The movement to promote taking trains instead of flying compared to the Slow Travel movement is, in my mind, equivalent to the vegetarian movement compared to the Slow Food movement. Train travel does not mean Slow Travel, but train travel fits very well into the Slow Travel movement. It is one part of it.

I don’t think we will solve our current global warming crisis by taking trains instead of flying. I think that is a simplistic answer. We need to look at our whole way of living and make changes in every part. Think about how you live, think about how you travel. A Slow Travel trip is a more meaningful, life changing trip. We don’t stop our lives because we feel guilty about global warming.

Time and Travel Move On

Now it is 2019 and “slow” has been applied to many things. It started with Slow Food, then Slow Travel (with various meanings), Slow Cities, Slow Tourism, etc. But all with the same basic idea – slow down and experience things in a real way.

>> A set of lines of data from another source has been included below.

PR #68, opened 2022-11-10
Allow multiple instances of same transport type

domasx2:
I wanted to add two instances of `FetchTransport` to my side project, one to sent to cloud endpoint, one to an agent instance.
It didn't work, as `transports.add` deduplicates transports by name, which is the same for all instances of `FetchTransport`.

I'm certain that adding multiple instances of `FetchTransport` is a legit use case, updated to dedupe by reference only. 

Also updated `transports.remove`. Previously it would remove the last instance with the same name, and would not remove it if it was first in the transport list -  `0` is `false` :)

### DIFF
--- a/packages/core/src/transports/initialize.ts
+++ b/packages/core/src/transports/initialize.ts
@@ -41,7 +41,7 @@ export function initializeTransports(internalLogger: InternalLogger, config: Con
     newTransports.forEach((newTransport) => {
       internalLogger.debug(`Adding "${newTransport.name}" transport`);
 
-      const exists = transports.some((existingTransport) => existingTransport.name === newTransport.name);
+      const exists = transports.some((existingTransport) => existingTransport === newTransport);
 
       if (exists) {
         internalLogger.warn(`Transport ${newTransport.name} is already added`);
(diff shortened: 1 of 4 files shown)


packages/core/src/transports/initialize.ts
```diff
@@ -111,18 +111,9 @@ export function initializeTransports(internalLogger: InternalLogger, config: Con
     transportsToRemove.forEach((transportToRemove) => {
       internalLogger.debug(`Removing "${transportToRemove.name}" transport`);
 
-      const existingTransportIndex = transports.reduce<number | null>(
-        (acc, existingTransport, existingTransportIndex) => {
-          if (acc === null && existingTransport.name === transportToRemove.name) {
-            return existingTransportIndex;
-          }
+      const existingTransportIndex = transports.indexOf(transportToRemove);
```
bfmatei, line 114: Wouldn't it be better with `.find` instead of `indexOf` given that we don't use the index anywhere?

domasx2: It's used on 122: `transports.splice(existingTransportIndex, 1);`

bfmatei (approved):
lgtm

What is this article about?

Slow Travel means what it has meant since 2000, when the Slow Travel site was started. Slow down your vacation by staying in one place for one week during your vacation. During that time, don’t rush about seeing someone else’s “must sees” – do what YOU want to do. See what is near you. Don’t spend the whole week racing around the countryside in your car. Stop, by the side of the road, in a village, in a café, and smell those roses! That is why Slow Travelers love to travel – we can’t get enough of those roses.

Pauline Kenny defined the term Slow Travel in 2000 and trademarked the term in the US. She ran the Slow Travel community (slowtrav.com) from 2000 to 2007. Now she runs the Slow Europe community, where the Slow Travel philosophy is applied to travel in Europe.

(This article was on my blog for many years and I copied it here when I closed the blog.)